> **Task directions**: Go through the listing below and list every line with "computed".

....

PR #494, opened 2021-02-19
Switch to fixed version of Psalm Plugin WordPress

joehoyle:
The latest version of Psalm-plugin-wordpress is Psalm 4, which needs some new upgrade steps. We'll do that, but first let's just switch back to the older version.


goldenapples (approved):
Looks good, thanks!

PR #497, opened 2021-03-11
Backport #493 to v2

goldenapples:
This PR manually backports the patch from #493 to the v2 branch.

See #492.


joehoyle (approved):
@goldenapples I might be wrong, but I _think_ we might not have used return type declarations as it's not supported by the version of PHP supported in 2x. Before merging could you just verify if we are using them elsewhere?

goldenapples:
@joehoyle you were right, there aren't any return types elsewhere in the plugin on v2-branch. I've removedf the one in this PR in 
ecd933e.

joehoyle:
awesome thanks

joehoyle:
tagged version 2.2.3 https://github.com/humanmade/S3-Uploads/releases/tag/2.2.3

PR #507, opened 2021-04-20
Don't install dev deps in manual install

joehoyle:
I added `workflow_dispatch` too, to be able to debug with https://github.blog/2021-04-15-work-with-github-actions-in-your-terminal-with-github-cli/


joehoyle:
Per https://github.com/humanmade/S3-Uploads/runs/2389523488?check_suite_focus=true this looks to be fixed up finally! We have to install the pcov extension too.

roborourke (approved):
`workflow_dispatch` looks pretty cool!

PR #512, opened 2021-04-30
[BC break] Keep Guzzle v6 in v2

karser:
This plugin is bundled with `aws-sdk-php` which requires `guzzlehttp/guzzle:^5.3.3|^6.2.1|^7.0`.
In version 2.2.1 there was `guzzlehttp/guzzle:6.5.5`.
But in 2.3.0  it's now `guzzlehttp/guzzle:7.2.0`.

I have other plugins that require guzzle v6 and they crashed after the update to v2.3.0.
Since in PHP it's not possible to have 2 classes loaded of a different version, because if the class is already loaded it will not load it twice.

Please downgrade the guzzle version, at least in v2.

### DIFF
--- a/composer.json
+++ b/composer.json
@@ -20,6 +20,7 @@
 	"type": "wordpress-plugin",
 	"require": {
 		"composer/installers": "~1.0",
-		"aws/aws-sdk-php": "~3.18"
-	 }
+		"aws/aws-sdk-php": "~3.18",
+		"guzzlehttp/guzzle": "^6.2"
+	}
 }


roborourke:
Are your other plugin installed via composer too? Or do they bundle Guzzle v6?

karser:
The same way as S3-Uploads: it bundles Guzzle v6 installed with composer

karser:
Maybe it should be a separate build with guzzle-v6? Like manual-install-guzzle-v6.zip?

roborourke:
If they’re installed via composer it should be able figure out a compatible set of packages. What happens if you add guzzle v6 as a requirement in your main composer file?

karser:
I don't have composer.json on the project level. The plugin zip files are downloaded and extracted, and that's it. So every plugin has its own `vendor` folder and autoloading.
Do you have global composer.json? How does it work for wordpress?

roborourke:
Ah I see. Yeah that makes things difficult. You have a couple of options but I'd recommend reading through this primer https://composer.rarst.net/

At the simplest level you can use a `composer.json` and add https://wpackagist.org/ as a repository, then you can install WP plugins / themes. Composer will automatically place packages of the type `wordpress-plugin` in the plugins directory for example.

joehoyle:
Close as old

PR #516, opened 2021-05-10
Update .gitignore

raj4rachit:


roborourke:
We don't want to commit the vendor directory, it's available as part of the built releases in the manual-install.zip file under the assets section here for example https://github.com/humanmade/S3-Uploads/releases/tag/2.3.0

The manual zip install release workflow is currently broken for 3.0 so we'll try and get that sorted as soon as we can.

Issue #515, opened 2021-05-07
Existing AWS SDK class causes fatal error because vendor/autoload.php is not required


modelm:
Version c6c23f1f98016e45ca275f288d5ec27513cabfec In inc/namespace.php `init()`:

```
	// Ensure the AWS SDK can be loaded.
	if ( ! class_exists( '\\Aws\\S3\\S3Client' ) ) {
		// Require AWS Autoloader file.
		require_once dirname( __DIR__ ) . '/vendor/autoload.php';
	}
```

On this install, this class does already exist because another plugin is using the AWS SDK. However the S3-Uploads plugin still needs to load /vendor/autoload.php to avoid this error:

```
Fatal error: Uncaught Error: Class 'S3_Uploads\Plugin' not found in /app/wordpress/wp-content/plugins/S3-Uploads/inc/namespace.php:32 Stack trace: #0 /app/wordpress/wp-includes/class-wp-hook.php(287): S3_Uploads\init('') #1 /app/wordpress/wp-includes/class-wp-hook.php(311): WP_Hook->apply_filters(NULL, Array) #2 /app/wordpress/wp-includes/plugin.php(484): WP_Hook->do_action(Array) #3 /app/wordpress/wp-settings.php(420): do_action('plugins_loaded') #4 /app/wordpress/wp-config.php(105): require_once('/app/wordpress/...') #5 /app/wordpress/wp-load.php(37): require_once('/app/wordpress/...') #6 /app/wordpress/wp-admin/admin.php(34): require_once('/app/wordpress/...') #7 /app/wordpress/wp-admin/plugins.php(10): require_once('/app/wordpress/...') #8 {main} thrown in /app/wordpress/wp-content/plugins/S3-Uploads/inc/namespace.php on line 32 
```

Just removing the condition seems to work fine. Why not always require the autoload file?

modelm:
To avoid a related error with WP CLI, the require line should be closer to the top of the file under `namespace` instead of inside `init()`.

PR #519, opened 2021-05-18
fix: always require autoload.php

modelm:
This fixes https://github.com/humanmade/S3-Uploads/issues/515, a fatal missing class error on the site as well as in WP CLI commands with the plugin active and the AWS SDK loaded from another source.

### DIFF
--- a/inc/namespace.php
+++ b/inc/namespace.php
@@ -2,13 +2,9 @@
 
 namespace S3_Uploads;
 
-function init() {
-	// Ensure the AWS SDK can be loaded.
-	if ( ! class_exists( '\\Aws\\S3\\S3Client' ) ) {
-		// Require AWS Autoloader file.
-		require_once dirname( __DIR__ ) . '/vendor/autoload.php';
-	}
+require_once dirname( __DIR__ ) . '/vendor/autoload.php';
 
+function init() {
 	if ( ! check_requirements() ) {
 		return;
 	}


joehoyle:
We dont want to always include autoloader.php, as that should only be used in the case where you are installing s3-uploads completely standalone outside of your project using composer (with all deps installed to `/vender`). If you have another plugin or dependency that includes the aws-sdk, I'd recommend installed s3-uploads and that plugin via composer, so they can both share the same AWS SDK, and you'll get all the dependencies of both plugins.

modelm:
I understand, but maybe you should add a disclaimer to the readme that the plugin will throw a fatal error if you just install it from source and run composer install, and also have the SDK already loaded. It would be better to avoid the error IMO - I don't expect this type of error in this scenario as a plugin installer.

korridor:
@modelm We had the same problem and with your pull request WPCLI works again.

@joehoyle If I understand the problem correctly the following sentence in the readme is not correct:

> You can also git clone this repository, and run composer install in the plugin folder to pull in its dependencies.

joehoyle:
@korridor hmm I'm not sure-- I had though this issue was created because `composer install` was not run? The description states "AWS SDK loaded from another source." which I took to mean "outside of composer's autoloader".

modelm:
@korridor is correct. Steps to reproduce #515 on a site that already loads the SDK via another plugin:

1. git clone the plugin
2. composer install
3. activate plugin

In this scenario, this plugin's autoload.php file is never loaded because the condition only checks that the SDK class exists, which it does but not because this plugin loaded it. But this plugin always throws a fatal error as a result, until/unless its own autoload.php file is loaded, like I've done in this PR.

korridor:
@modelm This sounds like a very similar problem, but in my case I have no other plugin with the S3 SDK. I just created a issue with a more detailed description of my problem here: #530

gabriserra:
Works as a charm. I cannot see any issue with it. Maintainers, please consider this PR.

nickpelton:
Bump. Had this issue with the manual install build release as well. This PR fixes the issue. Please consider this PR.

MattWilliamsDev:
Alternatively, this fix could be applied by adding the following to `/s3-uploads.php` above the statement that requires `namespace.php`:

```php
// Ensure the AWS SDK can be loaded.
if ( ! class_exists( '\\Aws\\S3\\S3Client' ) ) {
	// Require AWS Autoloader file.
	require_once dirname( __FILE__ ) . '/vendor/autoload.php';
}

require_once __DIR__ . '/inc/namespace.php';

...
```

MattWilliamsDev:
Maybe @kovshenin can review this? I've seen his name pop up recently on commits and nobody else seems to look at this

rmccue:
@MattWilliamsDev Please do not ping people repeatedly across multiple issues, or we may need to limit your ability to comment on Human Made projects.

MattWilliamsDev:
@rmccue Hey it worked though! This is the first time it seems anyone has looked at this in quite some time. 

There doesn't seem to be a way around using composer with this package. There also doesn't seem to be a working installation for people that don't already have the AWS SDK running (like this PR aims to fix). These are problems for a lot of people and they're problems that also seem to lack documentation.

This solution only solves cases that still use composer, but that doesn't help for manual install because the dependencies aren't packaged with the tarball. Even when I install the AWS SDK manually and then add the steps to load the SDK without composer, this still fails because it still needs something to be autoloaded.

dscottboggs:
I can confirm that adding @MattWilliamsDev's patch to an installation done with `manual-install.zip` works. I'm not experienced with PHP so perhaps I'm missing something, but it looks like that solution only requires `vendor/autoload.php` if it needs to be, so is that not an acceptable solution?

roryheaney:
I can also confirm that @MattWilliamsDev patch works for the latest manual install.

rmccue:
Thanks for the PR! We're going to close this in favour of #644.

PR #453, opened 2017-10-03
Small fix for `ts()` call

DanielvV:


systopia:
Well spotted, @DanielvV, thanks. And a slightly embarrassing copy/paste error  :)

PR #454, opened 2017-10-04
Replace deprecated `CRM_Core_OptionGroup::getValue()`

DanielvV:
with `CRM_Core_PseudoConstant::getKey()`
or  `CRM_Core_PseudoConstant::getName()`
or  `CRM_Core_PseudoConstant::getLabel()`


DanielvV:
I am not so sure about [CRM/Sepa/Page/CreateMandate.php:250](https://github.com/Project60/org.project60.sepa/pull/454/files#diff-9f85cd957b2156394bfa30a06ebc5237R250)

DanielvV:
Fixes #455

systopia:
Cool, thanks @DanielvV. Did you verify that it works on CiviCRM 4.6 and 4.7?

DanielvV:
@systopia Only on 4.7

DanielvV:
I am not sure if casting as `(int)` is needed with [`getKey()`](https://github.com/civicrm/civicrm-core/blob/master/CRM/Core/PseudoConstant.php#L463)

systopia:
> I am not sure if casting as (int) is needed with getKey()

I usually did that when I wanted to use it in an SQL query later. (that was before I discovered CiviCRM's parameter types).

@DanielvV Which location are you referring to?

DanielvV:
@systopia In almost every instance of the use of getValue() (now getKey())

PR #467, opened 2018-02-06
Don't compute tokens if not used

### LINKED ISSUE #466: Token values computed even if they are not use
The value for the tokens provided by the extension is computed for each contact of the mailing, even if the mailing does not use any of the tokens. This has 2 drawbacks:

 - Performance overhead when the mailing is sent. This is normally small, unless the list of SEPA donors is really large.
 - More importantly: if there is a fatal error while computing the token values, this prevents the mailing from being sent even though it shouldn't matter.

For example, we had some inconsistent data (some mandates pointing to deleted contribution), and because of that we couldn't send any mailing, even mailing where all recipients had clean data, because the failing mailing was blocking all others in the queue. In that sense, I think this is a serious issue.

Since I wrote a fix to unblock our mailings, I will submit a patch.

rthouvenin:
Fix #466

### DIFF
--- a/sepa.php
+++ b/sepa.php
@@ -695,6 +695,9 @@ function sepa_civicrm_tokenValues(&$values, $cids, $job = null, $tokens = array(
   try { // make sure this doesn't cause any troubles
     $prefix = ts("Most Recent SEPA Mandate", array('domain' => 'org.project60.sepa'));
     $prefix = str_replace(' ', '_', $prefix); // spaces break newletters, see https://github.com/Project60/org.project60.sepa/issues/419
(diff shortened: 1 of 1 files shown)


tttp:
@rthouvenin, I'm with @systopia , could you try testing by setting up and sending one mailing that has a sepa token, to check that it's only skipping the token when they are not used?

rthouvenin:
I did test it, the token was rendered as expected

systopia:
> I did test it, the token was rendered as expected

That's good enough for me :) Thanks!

....

> **Answer**:
### LINKED ISSUE #466: Token values computed even if they are not use
The value for the tokens provided by the extension is computed for each contact of the mailing, even if the mailing does not use any of the tokens. This has 2 drawbacks:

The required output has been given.